Among the records, which lines hold the word "Update"? Pick them out.

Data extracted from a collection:
_ _ _
PR #6464, opened 2024-10-27
Add comparison code for structs and ctuples

### LINKED ISSUE #6438: [BUG] Comparing ctuple to constant ctuple results in error
### Describe the bug

Comparing a ctuple to a constant ctuple results in a cython compilation error even if every type is explicitly casted.

```cython
ctypedef unsigned short node_input_size_t

ctypedef (void*, node_input_size_t) slot_pointer

cdef void add_connection(slot_pointer path):
    print(path == <slot_pointer>(<void*>NULL, <node_input_size_t>-1))
```

### Expected behaviour

_No response_

### OS

_No response_

### Python version

3.8

### Cython version

3.0.10

### Additional context

_No response_

bbb23exposed:
Fixes #6438 and #6456

Requires #6455


Cython/Compiler/ExprNodes.py
```diff
@@ -13589,7 +13588,46 @@ def generate_operation_code(self, code, result_code,
...
+
+            self.operand1_temp = code.funcstate.allocate_temp(operand1.type, manage_ref=False)
+            self.operand2_temp = code.funcstate.allocate_temp(operand1.type, manage_ref=False)
+            code.putln(f"{self.operand1_temp} = {operand1.result()};")
+            coercion_node = operand2.coerce_to(operand1.type, code.funcstate.scope)
+            coercion_node.generate_result_code(code)
+            code.putln(f"{self.operand2_temp} = {coercion_node.result()};")
+            coercion_node.generate_disposal_code(code)
+            coercion_node.free_temps(code)
+            code.putln(f"{result_code} = {self.generate_struct_code(self.operand1_temp, self.operand2_temp, operand1.type, operand2.type, op, code)};")
```
scoder, line 13611: Long function calls (or lengthy calculations) are not easy to read and follow inside of f-string values. Same below.
```suggestion
            struct_code = self.generate_struct_code(self.operand1_temp, self.operand2_temp, operand1.type, operand2.type, op, code)
            code.putln(f"{result_code} = {struct_code};")
```

Cython/Compiler/ExprNodes.py
```diff
@@ -13589,7 +13588,46 @@ def generate_operation_code(self, code, result_code,
...
+                error(self.pos, "cannot compare struct to non-struct")
+
+            if (operand1.type.is_struct_or_union and operand1.type.kind == 'union') or (operand2.type.is_struct_or_union and operand2.type.kind == 'union'):
+                error(self.pos, "cannot compare unions")
+
+            if not operand1.type.assignable_from(operand2.type):
+                error(self.pos, "cannot compare structs of different types")
+
+            self.operand1_temp = code.funcstate.allocate_temp(operand1.type, manage_ref=False)
+            self.operand2_temp = code.funcstate.allocate_temp(operand1.type, manage_ref=False)
```
scoder, line 13604: I think these can just be local variables. Same in the elif section below.

Cython/Compiler/ExprNodes.py
```diff
@@ -13589,7 +13588,46 @@ def generate_operation_code(self, code, result_code,
...
+            code.funcstate.release_temp(self.operand1_temp)
+            code.funcstate.release_temp(self.operand2_temp)
+        elif (operand1.type.is_ctuple and operand2.type.is_ctuple) or (op in ("in", "not_in") and operand2.type.is_ctuple and any([operand1.type.assignable_from(type_) for type_ in operand2.type.components])):
+            self.operand1_temp = code.funcstate.allocate_temp(operand1.type, manage_ref=False)
+            self.operand2_temp = code.funcstate.allocate_temp(operand2.type, manage_ref=False)
+            code.putln(f"{self.operand1_temp} = {operand1.result()};")
+            if op in ("in", "not_in"):
+                code.putln(f"{self.operand2_temp} = {operand2.result()};")
+            else:
+                coercion_node = operand2.coerce_to(operand1.type, code.funcstate.scope)
```
scoder, line 13622: Coercions should not happen during code generation. They are a type-analysis thing.

Cython/Compiler/ExprNodes.py
```diff
@@ -13619,6 +13657,59 @@ def generate_operation_code(self, code, result_code,
             else:
                 code.putln(statement)
 
+    def generate_struct_code(self, operand1_name, operand2_name, operand1_type, operand2_type, op, code):
+        return '(' + (' && ' if op == '==' else ' || ').join([self.generate_ctype_code(operand1_name + '.' + member.name, operand2_name + '.' + member.name, member.type, member.type, op, code) for member in operand2_type.scope.var_entries]) + ')'
```
scoder, line 13661: Please cut long expressions like this into separate parts, explaining their meaning with variable names.

Cython/Compiler/ExprNodes.py
```diff
@@ -13619,6 +13657,59 @@ def generate_operation_code(self, code, result_code,
...
+
+        temps = list()
+
+        nodes = dict()
+        for itr in range(len(operand2_type.components)):
+            if op in ('in', 'not_in') and not operand1_type.assignable_from(operand2_type.components[itr]):
+                continue
+
+            node = IndexNode(self.pos, base=RawCNameExprNode(self.pos, cname=operand2_name, type=operand2_type), index=IntNode(self.pos, value=str(itr), constant_result=itr, type=PyrexTypes.c_py_ssize_t_type))
+            node.analyse_types(code.funcstate.scope)
```
scoder, line 13675: Again, this is way too late in the translation process. This should be done much earlier, either during type analysis (usually) or in a later optimisation phase (if that's what it is).

Cython/Compiler/Pipeline.py
```diff
@@ -194,7 +194,6 @@ def create_pipeline(context, mode, exclude_classes=()):
         AutoCpdefFunctionDefinitions(context),
         RemoveUnreachableCode(context),
         ConstantFolding(),
-        FlattenInListTransform(),
```
scoder, line 197: This is intentionally done early. Why do you want to move it?

scoder (commented):
It would really help me reviewing your PR if you provided informative commit comments to explain why you made a specific change. "Update file.py" is something I can see from the diff. "Changed X to achieve Y" is something I cannot easily infer from the change.

da-woods:
I've not had time to look at the implementation I'm afraid, but:

We definitely don't want to apply this to extern structs where:
1. We may not have visibility over all the contents of the struct,
2. In c++ mode there may already be an operator== and thus people may already be relying on the existing behaviour

(Sorry if you have covered this already, but it didn't look like it on a very quick skim)

Cython/Compiler/ExprNodes.py
```diff
@@ -13722,25 +13819,28 @@ def analyse_types(self, env):
...
         elif self.find_special_bool_compare_function(env, self.operand1):
-            if not self.operand1.type.is_pyobject:
+            if not type1.is_pyobject:
                 self.operand1 = self.operand1.coerce_to_pyobject(env)
             common_type = None  # if coercion needed, the method call above has already done it
             self.is_pycmp = False  # result is bint
         else:
             common_type = self.find_common_type(env, self.operator, self.operand1)
-            self.is_pycmp = common_type.is_pyobject
+            self.is_pycmp = common_type is not None and common_type.is_pyobject
```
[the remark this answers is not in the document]
bbb23exposed: It was already checked in some places and not in others. I made it consistent.

Also, yes, if you do `x in <ctuple>` you get None.

Cython/Compiler/ExprNodes.py
```diff
@@ -13589,7 +13588,46 @@ def generate_operation_code(self, code, result_code,
                 operand1.type.unary_op('eq'),
                 operand1.result(),
                 operand2.result()))
-
+        elif operand1.type.is_struct_or_union or operand2.type.is_struct_or_union:
+            assert op in ('==', '!=')
+
+            if not operand1.type.is_struct_or_union or not operand2.type.is_struct_or_union:
+                error(self.pos, "cannot compare struct to non-struct")
```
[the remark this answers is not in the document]
bbb23exposed: Okay, I'll try to implement that.

Cython/Compiler/ExprNodes.py
```diff
@@ -13589,7 +13588,46 @@ def generate_operation_code(self, code, result_code,
...
+
+            if (operand1.type.is_struct_or_union and operand1.type.kind == 'union') or (operand2.type.is_struct_or_union and operand2.type.kind == 'union'):
+                error(self.pos, "cannot compare unions")
+
+            if not operand1.type.assignable_from(operand2.type):
+                error(self.pos, "cannot compare structs of different types")
```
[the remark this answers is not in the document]
bbb23exposed: You're right. I was think the equivalent to ctuples where comparing (int, int, int) to (long, long, long) is a use case. I'll change it to ==.

Cython/Compiler/Pipeline.py
bbb23exposed: Because ctuple `in` and `not in` require type information as they can only compare compatible types, to match with python behavior.

Cython/Compiler/ExprNodes.py
bbb23exposed: Okay, I'll work on moving this to that stage.

bbb23exposed:
> It would really help me reviewing your PR if you provided informative commit comments to explain why you made a specific change. "Update file.py" is something I can see from the diff. "Change X to achieve Y" is something I cannot easily infer from the change.

I'm very new to Cython development so I often attempt multiple things before I settle on a solution.

bbb23exposed:
> I've not had time to look at the implementation I'm afraid, but:
> 
> We definitely don't want to apply this to extern structs where:
> 
> 1. We may not have visibility over all the contents of the struct,

When is this the case?

da-woods:
> > 1. We may not have visibility over all the contents of the struct,
> 
> When is this the case?

Because you don't have to tell Cython about everything in an extern struct. For example if you have a header file with

```c
struct SomeStruct {
    int x;
};
```

it's fine to declare it to Cython as

```cython
cdef extern from "header.h":
    struct SomeStruct:
        pass
```

and just use in as an opaque type - you can pass it around to C functions, but not actually access its internals.

Alternatively you can just tell it about the fields that you plan to access from Cython.

Cython/Compiler/ExprNodes.py
bbb23exposed: Done, this was left over from copied code that used these in a `clear_temps()` function.

Cython/Compiler/ExprNodes.py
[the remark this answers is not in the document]
bbb23exposed: Done.

Cython/Compiler/ExprNodes.py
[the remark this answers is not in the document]
bbb23exposed: Done.

Cython/Compiler/ExprNodes.py
bbb23exposed: Done.

Cython/Compiler/ExprNodes.py
bbb23exposed: Done.

Cython/Compiler/ExprNodes.py
bbb23exposed: Done.

bbb23exposed:
> ```cython
> cdef extern from "header.h":
>     struct SomeStruct:
>         pass
> ```

This seems to be broken in Cython already. For example:
```cython
cdef extern from "header.h":
    struct v:
        pass

cdef bint test(v a, v b):
    return a.x
```

..will result in broken C code.

bbb23exposed:
> 2. In c++ mode there may already be an operator== and thus people may already be relying on the existing behaviour

Okay, it now avoids generate_struct_code if either struct has in_cpp set.

da-woods:
> This seems to be broken in Cython already. For example:
> 
> ```cython
> cdef extern from "header.h":
>     struct v:
>         pass
> 
> cdef bint test(v a, v b):
>     return a.x
> ```
> 
> ..will result in broken C code.

No... that's not the point. You can't use attributes that Cython doesn't know about. However a lot of the time you don't want to use the attributes - you just want to pass the struct from an extern C function to another extern C function.

bbb23exposed:
> > This seems to be broken in Cython already. For example:
> > ```cython
> > cdef extern from "header.h":
> >     struct v:
> >         pass
> > 
> > cdef bint test(v a, v b):
> >     return a.x
> > ```
> > 
> > 
> >     
> >       
> >     
> > 
> >       
> >     
> > 
> >     
> >   
> > ..will result in broken C code.
> 
> No... that's not the point. You can't use attributes that Cython doesn't know about. However a lot of the time you don't want to use the attributes - you just want to pass the struct from an extern C function to another extern C function.

The point is that in this case, Cython automatically casts the struct to an empty dict instead throwing an error.

Cython/Compiler/ExprNodes.py
```diff
@@ -14101,6 +14156,33 @@ def generate_result_code(self, code):
...
+        self.arg = arg
+
+    def generate_result_code(self, code):
+        self.recursive_assign(self.arg.result(), self.temp_code, self.arg.type, self.type, code)
+
+    def recursive_assign(self, src, dest, src_type, dest_type, code):
+        if dest_type.is_ctuple and dest_type != src_type:
+            for index, (member_src_type, member_dest_type) in enumerate(zip(src_type.components, dest_type.components)):
+                member_src = src + '.f' + str(index)
+                member_dest = dest + '.f' + str(index)
```
scoder, line 14179: This might be something that the type should be responsible for rather than an arbitrary external syntax node.

Cython/Compiler/ExprNodes.py
```diff
@@ -9532,11 +9526,12 @@ def calculate_constant_result(self):
         self.constant_result = (
             self.key.constant_result, self.value.constant_result)
 
-    def analyse_types(self, env):
+    def analyse_types(self, is_dict, env):
```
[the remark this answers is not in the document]
bbb23exposed: > `analyse_types()` is a base class API method. You cannot just change its signature arbitrarily inside of the syntax tree. It's ok to unpack coerced values later, if we decide that there is a better way to process them. That's better than distributing full global knowledge everywhere first.

The problem is the values are IntNodes, and instead of getting wrapped, they just get `type` changed.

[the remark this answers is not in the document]
bbb23exposed: I suppose we could fix this by just using CoerceToPyTypeNode directly.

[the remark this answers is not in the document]
bbb23exposed: Should be fixed now.

Cython/Compiler/Optimize.py
```diff
@@ -1417,18 +1417,23 @@ def visit_PrimaryCmpNode(self, node):
...
-                                          ExprNodes.SetNode)):
+                                          ExprNodes.SetNode)) or node.operand2.type.is_ctuple):
             return node
 
         lhs = node.operand1
-        args = node.operand2.args
+
+        if node.operand2.type.is_ctuple and not isinstance(node.operand2, ExprNodes.TupleNode):
+            rhs = UtilNodes.ResultRefNode(node.operand2)
+            args = [ExprNodes.IndexNode(node.pos, base=rhs, index=ExprNodes.IntNode(node.pos, value=str(index), constant_result=index, type=PyrexTypes.c_py_ssize_t_type)).analyse_types(self.current_env()).coerce_to(node.operand1.type, self.current_env()) for index, type_ in enumerate(rhs.type.components) if node.operand1.type.assignable_from(type_) or ((node.operand1.type.is_pyobject and PyrexTypes.py_object_type.assignable_from(type_)) or (type_.is_pyobject and PyrexTypes.py_object_type.assignable_from(node.operand1.type)))]
```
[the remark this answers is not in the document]
bbb23exposed: Done

Cython/Compiler/ExprNodes.py
bbb23exposed: Done

Cython/Compiler/Optimize.py
```diff
@@ -1417,18 +1417,33 @@ def visit_PrimaryCmpNode(self, node):
...
+                        base=rhs,
+                        index=ExprNodes.IntNode(node.pos,
+                            value=str(index),
+                            constant_result=index,
+                            type=PyrexTypes.c_py_ssize_t_type)
+                        ).analyse_types(self.current_env()).coerce_to(node.operand1.type, self.current_env())
+                    for index, type_ in enumerate(rhs.type.components)
+                        if node.operand1.type.assignable_from(type_) or \
+                            ((node.operand1.type.is_pyobject and PyrexTypes.py_object_type.assignable_from(type_)) or \
+                             (type_.is_pyobject and PyrexTypes.py_object_type.assignable_from(node.operand1.type)))]
```
scoder, line 1439: If you need the type information here, why not do this in `PrimaryCmpNode.analyse_types()`? This code is just spelling out how we need to implement `in` tests on ctuples correctly. There are cases where they don't currently work at all, e.g. for ctuples of pointers which cannot be converted to Python tuples. Thus, it's not actually an optimisation but rather a language feature implementation. It does not need to happen in the (optimising) `FlattenInListTransform` and `analyse_types()` is a good place for this kind of syntax tree replacement.

Cython/Compiler/ExprNodes.py
```diff
@@ -9497,7 +9491,10 @@ def generate_evaluation_code(self, code):
                 member = struct_scope.lookup_here(item.key.value)
                 assert member is not None, f"struct member {item.key.value} not found, error was not handled during coercion"
                 key_cname = member.cname
-                value_cname = item.value.result()
+                value = item.value
+                if isinstance(value, CoerceToPyTypeNode):
+                    value = value.arg
```
scoder, line 9496: The code generation phase is too late to unpack this. It needs to be done earlier in a transform. When we get to the code generation, the tree needs to be correct.

Cython/Compiler/ExprNodes.py
```diff
@@ -14101,6 +14160,33 @@ def generate_result_code(self, code):
         ))
 
 
+class CTupleCastNode(CoercionNode):
```
scoder, line 14163: Why is this not a `TypecastNode`?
_ _ _
-- EXPECTED OUTPUT --
It would really help me reviewing your PR if you provided informative commit comments to explain why you made a specific change. "Update file.py" is something I can see from the diff. "Changed X to achieve Y" is something I cannot easily infer from the change.
> It would really help me reviewing your PR if you provided informative commit comments to explain why you made a specific change. "Update file.py" is something I can see from the diff. "Change X to achieve Y" is something I cannot easily infer from the change.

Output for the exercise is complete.